How to Use Miles and Points to Book Business Class

Miles and points can unlock business class and first class flights at a fraction of the cash price — but navigating loyalty programs, partner airlines, and award availability requires expertise. Here's where to start.

The miles-for-premium-travel opportunity

Using miles to book [business class](/business-class) is, for many travelers, the highest-value use of loyalty points in existence. A business class ticket that costs $5,000–$8,000 in cash can often be redeemed for 50,000–80,000 miles — a **per-mile value** that far exceeds what any other points redemption delivers. However, accessing this value requires understanding how **award programs** work, which partners have the best redemption rates, and where award space actually lives.

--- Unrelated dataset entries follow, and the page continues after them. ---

Issue #231, opened 2019-10-28
Infinite loop when checking call from gradualizer_type:abstract_expr()


Zalastax:
Checking this causes Gradualizer to hang:
```Erlang
-spec describe_expr(gradualizer_type:abstract_expr()) -> io_lib:chars().
describe_expr({call, _, _, _})            -> "function call".
```

This is the cause of Travis running out of memory in #230.

zuiderkwast:
Because `abstract_expr()` is a very large type and also a recursive type, probably. A gradualizer_cache was introduced already for solving some performance issue, which perhaps can used in more cases. If it's not enough, perhaps we need to do pruning at some point, i.e. stop checking at some maximum depth. But first we need to pinpoint the bottle neck.

zuiderkwast:
I'm not sure it's an infinite loop; just inefficient. The efficient way would be to represent the types on Disjunctive Normal Form, using binary decision trees, as described in *G. Castagna: Covariance and Contravariance: a fresh look at an old issue (a primer in advanced type systems for learning functional programmers* ([contravarianceagain.pdf](https://www.irif.fr/~gc/papers/covcon-again.pdf)) and lifted to gradual types in *G. Castagna and V. Lanvin: Gradual Typing with Union and Intersection Types* ([icfp17.pdf](https://www.irif.fr/~gc/papers/icfp17.pdf)).

josefs:
I've had a look at the first paper that you mentioned @zuiderkwast. This paper uses a pretty big hammer (BDDs and other optimizations) to make testing for subtyping efficient. I think that's overkill for us. But that doesn't mean that there aren't ideas in there that we can use. 

Starting on page 33 the author shows a representation of unions which separates the different types of the unions into buckets so that, for instance, atoms would live in their own bucket and lists would live in another bucket. I think if we had different sized tuples live in different buckets then we could speed up typechecking of the example @Zalastax gave above, because the typechecker wouldn't have to go through all tuples in the union, only those with the same size.

zuiderkwast:
Really nice to see that you're following up on this!

Yes! Keeping them separate and in particular storing tuples by size sounds like a good idea! We'd have to change the code in all the places where we pattern match on unions.

Another thing they do in that paper is lazy unions.

Another thing we could do is to add caching in `subtype/3` and/or `normalize/2` as we have in `glb/3`. (Caching without copying can be done using the process dictionary instead of an ETS table. Not sure if it's worth the ugliness.)

[...]

Issue #222, opened 2019-10-21
Quoting expressions in error messages


josefs:
I think it'd be nice to quote expressions in the error message to distinguish them from the natural language text and improve readability. 

For example, right now we have:
> The expression X and X on line 8 at column 17 is expected to have type tuple() but it has type boolean()

But we could do something like: 

> The expression 'X and X' on line 8 at column 17 is expected to have type tuple() but it has type boolean()

Exactly how to quote is clearly up for bikeshedding.

zuiderkwast:
Shouldn't we quote types as well then?

In a terminal emulator, we could use colours...

Another way would be to print it below the message, with a little more context, e.g.

```
The logic expression on line 8 at column 17 is expected to have type tuple() but it has type boolean()

f(X, Y) ->
    tuple_to_list(X and Y).
                  ~~~~~~~
```

josefs:
> Shouldn't we quote types as well then?

That would make sense, yes.

> In a terminal emulator, we could use colours...

Nice!

Your example looks quite nice. I think there is room for experimenting a bit with how to best print these errors.

PR #234, opened 2019-11-02
Fancy error messages

zuiderkwast:
* Colors
* Expressions highlighted in their context (#222)
* A performance hack to fix a bottle neck (#231)

### DIFF
--- a/src/gradualizer_fmt.erl
+++ b/src/gradualizer_fmt.erl
@@ -4,6 +4,8 @@
 -include("typelib.hrl").
 
 -define(FMT_LOCATION_DEFAULT, verbose).
+-define(color_type, "\e[35m"). % 35=magenta
+-define(color_end, "\e[0m").
 
 -spec format_location(any(), brief | verbose, any()) -> io_lib:chars().
 format_location(Expr, FmtType, Opts) ->
@@ -481,9 +483,11 @@ pp_intersection_type([Ty|Tys], Opts) ->
     pp_type(Ty, Opts) ++ ["\n" || Tys /= []] ++ pp_intersection_type(Tys, Opts).
 
 pp_type(Ty, Opts) ->
-    case proplists:get_value(fmt_type_fun, Opts) of
-        Fun when is_function(Fun) ->
-            Fun(Ty);
-        _ ->
-            typelib:pp_type(Ty)
+    PP = case proplists:get_value(fmt_type_fun, Opts) of
+             Fun when is_function(Fun) -> Fun(Ty);
+             _                         -> typelib:pp_type(Ty)
+         end,
+    case use_color(Opts) of
+        true  -> [?color_type, PP, ?color_end];
+        false -> PP
     end.
--- a/src/gradualizer_fmt.erl
+++ b/src/gradualizer_fmt.erl
@@ -42,7 +42,7 @@ format_location(Expr, verbose) ->
 -spec format_type_error(any(), any()) -> io_lib:chars().
 format_type_error({type_error, Expression, ActualType, ExpectedType}, Opts)
   when is_tuple(Expression) ->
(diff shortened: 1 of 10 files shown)


zuiderkwast:
Btw, for `{color, auto}` I'm using `io:columns()` to detect if stdout is a TTY. It doesn't work from an escript, where it always `{error, enotsup}`. Is there any other way?

One way would be to start the CLI by calling `erl` from a shell script instead of an escript.

src/gradualizer_hilite.erl
```diff
@@ -0,0 +1,233 @@
...
+%% Highlights a node in the AST in a piece of source code. The node must
+%% annotated with line and column information for this to work. Returns
+%% an inlist().
+highlight_in_source(AstNode, Source, Color) ->
+    {Start, End} = find_start_and_end_location_in_source(AstNode, Source),
+    highlight_text(Source, Start, End, Color).
+
+%% Finds the start and end location of an abstract node in source code.
+%% This is done by pretty-printing, tokenizing, counting the tokens and
+%% then performing finding the corresponding tokens in the tokenized
```
Zalastax: then finding (remove performing)

test/gradualizer_hilite_tests.erl
```diff
@@ -0,0 +1,20 @@
+-module(gradualizer_hilite_tests).
+
```
Zalastax: gradualizer_highlight_tests?

src/gradualizer_hilite.erl
```diff
@@ -0,0 +1,233 @@
+-module(gradualizer_hilite).
+
```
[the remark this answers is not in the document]
zuiderkwast: it's too long :-) but I can change if you want

Zalastax:
I think some discussion is needed about the performance hack. Do we have problems with all unions? Is our approach too naive? How problematic is it to replace with any?

zuiderkwast:
> I think some discussion is needed about the performance hack. Do we have problems with all unions? Is our approach too naive? How problematic is it to replace with any?

I agree, but I would like to merge it first and discuss afterwards. Running out of memory is not OK. Let's discuss and/or find a proper solution in #231.

gomoripeti:
awesome work!

(I tried to understand how rebar3 escript does tty detection. I kindof remembered escripts use the old-shell. I couldn't find any auto-color detection snippet. I only found that `rebar3 shell` basically stops the old-shell and starts a new-type shell https://github.com/erlang/rebar3/blob/master/src/rebar_prv_shell.erl#L140 - the horror)

gomoripeti:
Just bumped into this erlang issue ticket about `io:columns` in escript fixed in OTP 22.1. Not too relevant but interesting https://bugs.erlang.org/browse/ERL-717

zuiderkwast:
> 
> 
> Just bumped into this erlang issue ticket about `io:columns` in escript fixed in OTP 22.1. Not too relevant but interesting https://bugs.erlang.org/browse/ERL-717

That's great! It means that automatic colors will work.

src/gradualizer_fmt.erl
```diff
@@ -371,20 +373,64 @@ format_type_error({bad_type_annotation, TypeLit}, Opts) ->
...
+             {ok, SourceBin} = file:read_file(SourceFile),
+             Source = binary_to_list(SourceBin),
+             gradualizer_highlight:highlight_in_source(AstNode, Source, Color)
+     end,
+     $\n]. % blank line after
+
+-spec use_color(gradualizer:options()) -> boolean().
+use_color(Opts) ->
+    case proplists:get_value(color, Opts, auto) of
+        auto -> case io:columns() of {ok, _} -> true; _ -> false end;
```
josefs: Can you explain the use of `io:columns/0` here? It's be nice to have a comment in the code detailing what's going on here.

Understanding award programs and partner networks

Most major airline loyalty programs are built around alliances — **Star Alliance**, **Oneworld**, and **SkyTeam**. Within an alliance, a program member can typically book award flights on partner airlines using their own miles. This creates asymmetric opportunities: some programs price partner awards more cheaply than the operating carrier prices its own awards. For example, a Star Alliance member's miles from one program might price a business class flight on a partner carrier at a significantly lower rate than the operating carrier's own loyalty program. An advisor who works across these programs every day knows where these gaps are.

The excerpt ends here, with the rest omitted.